If you look closely, you'll see that two poles on this arm were soldered in series with each other (instead of a "delta" configuration to the commutator). These were manufactured in China. The instructions must have been mistranslated or something.


----------



## Piz (Apr 22, 2002)

This chassis pretty much killed model motoring, he never came back from all the problems he had with the first run of these


----------



## pshoe64 (Jun 10, 2008)

I thought MM got killed off by GM in a license dispute? Chassis didn't help though.

-Paul


----------



## Gear Head (Mar 22, 2005)

I have 300 of these chassis and I really like them. Yes the armatures suck and will turn into burnt pancakes within a few laps, BUT, if you just swap out the arm with anything else such as a JL one, they haul ass.
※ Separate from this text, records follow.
PR #189, opened 2021-02-10
TP-576: Refactor validity periods to use dates

andyhd:
Currently validity periods use timestamps with time zones to record their start and end times. This overcomplicates matters, as all that is required is start and end dates.

This commit refactors validity periods for all data models to use Postgres' `daterange` type instead of `tstzrange`.

It does this with a custom migration operation `ConvertTaricDateRange`.

This is required because Postgres does not automatically cast `tstzrange` to `daterange` and vice versa. Neither does it cast from `timestamp with time zone` values to `date` values.

`ConvertTaricDateRange` is a reversible migration operation which converts the column type with `ALTER COLUMN TYPE USING` to preserve the data. There is some loss in the conversion - times and timezones are truncated when converting to dates. When converting back to `tstzrange`, start times are set to `00:00:00`, end times are set to `23:59:59` and timezones are set to UTC. Range bounds (inclusive/exclusive) are preserved.

A custom operation is used instead of `RunSQL` to facilitate reuse across all the models.

This commit also replaces `setup.cfg` with `pyproject.toml`, as the latter is now the preferred means of consolidating Python module configuration settings.

A check for missing migrations is also added to the Github workflow, which will disallow merging PRs if there are model changes not reflected in migrations.


stuaxo (approved):
LGTM :)

importer/migrations/0002_auto_20210201_1639.py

Some other revisions I've made are tightening up the bottom arm hole and swapping out the idler gear for a plastic JL one to quiet it down.


----------



## Gear Head (Mar 22, 2005)

Oh, one other thing. I bought all of my MM chassis from a disgusted owner for $1.29 a piece!


----------



## mr_aurora (Oct 18, 2005)

I tried a DASH top plate and arm swap and the MM chassis runs great so I know that works. Say what you want about MM but I applaud anyone who gets off their butt and makes a difference in this hobby. He is one of them and so is DASH.


----------



## Toyota-MR2 (Jul 22, 2009)

Those things are hard to find from my experience.


----------



## warnergt (Feb 9, 2000)

It's true that Model Motoring took a chance and made some great stuff. And they did it at at time when the future of the hobby looked very uncertain. They certainly should be commended for that. Their bodies are great. They even went so far as to make injection-molded bodies which are the best.
It's too bad it didn't totally work out.


----------



## rodstrguy (Feb 14, 2002)

Try searching Ratherboring on the Bay... always selling something, reasonable prices and great service. I too have used some of those chassis, some are great and others have gone up in smoke in seconds. Work great with the JL arms and magnets and become rockets.


----------



## lenny (Feb 29, 2000)

Work great with the Dash arms and magnets and become rockets


----------



## rodstrguy (Feb 14, 2002)

Lenny, I am sure they would... I just haven't had a reason to tear apart one of your chassis, and I haven't yet bought spares...


----------



## lenny (Feb 29, 2000)

rodstrguy said:


> Lenny, I am sure they would... I just haven't had a reason to tear apart one of your chassis, and I haven't yet bought spares...


I sell arms and mags separately...


----------